As I have learned with my failure to keep up with my original plans for weekend trips, even some of the best-laid plans can be difficult to adhere to. Instead, the true value can be found in adaptability and flexibility according to the situation. Between my work at my internship and the process of adapting to life in Paris, I have learned many lessons that have helped me grow as a person and as a leader.

Speaking about leadership skills from my current position seems a bit ironic. As an intern, much less a foreign and unpaid intern, I am in many ways at the bottom of the period at my internship. I do not have the language fluency, cultural familiarity, or the industry experience to give anyone at my job any formal orders. Similarly, even in daily life, I am still very much learning about the culture, customs, and expectations. In most situations, I am the one listening, learning, and following others, rather than acting in a way intended for others to follow or copy. However, even despite this, I still believe that I have developed numerous useful skills that will augment my leadership in the future, whether in the US or abroad.
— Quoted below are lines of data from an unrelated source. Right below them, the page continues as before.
PR #45, opened 2024-04-04
Normalize slots dictionary as array

peterszerzo:
While the frontend should support both arrays and objects for slots in terms of API, the backend should always be sent arrays.

### DIFF
--- a/packages/chat-core/src/index.ts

As mentioned before, one important skill I have learned is adaptability and resilience in the face of unexpected changes or challenges. In the position of a manager or other leader, it is inevitable that initial plans will be thrown off, and new problems will arise suddenly, but it is crucial to be able to navigate these things successfully for the sake of your subordinates and team. At my internship, I have had to work with my coworkers to overcome sudden challenges like broken facilities, dissatisfied customers, or late staff members. Meanwhile, in daily life, I have also had to work around issues like delayed metro trains, riots/protests, and changing work schedules. At first, I was prone to becoming stressed and losing my focus, which only made finding solutions harder. Fortunately, I became more comfortable with ambiguity the more I experienced it, and now I can more confidently navigate issues as both a team member and hopefully a leader.

In addition, in perhaps a counterintuitive fashion, I believe that learning humility while abroad will be one of the most critical factors in improving my leadership skills. Living in a country where a completely different language is spoken has truly taught me to put my pride aside in many situations. I cannot always express myself exactly as I hope to, and there are many times where I make mistakes either in behaviors or words. Instead of getting angry or embarrassed, however, I am only able to learn by keeping an open mind and letting others help me with advice or feedback. Similarly, a leader must be able to get over their own ego in order to be helpful and effective. Very little can get done with a leader who thinks of themselves as the single most important member of a team; instead, teams function much more efficiently when a leader can humble themselves enough to let themselves learn from others, even those considered ‘below’ them.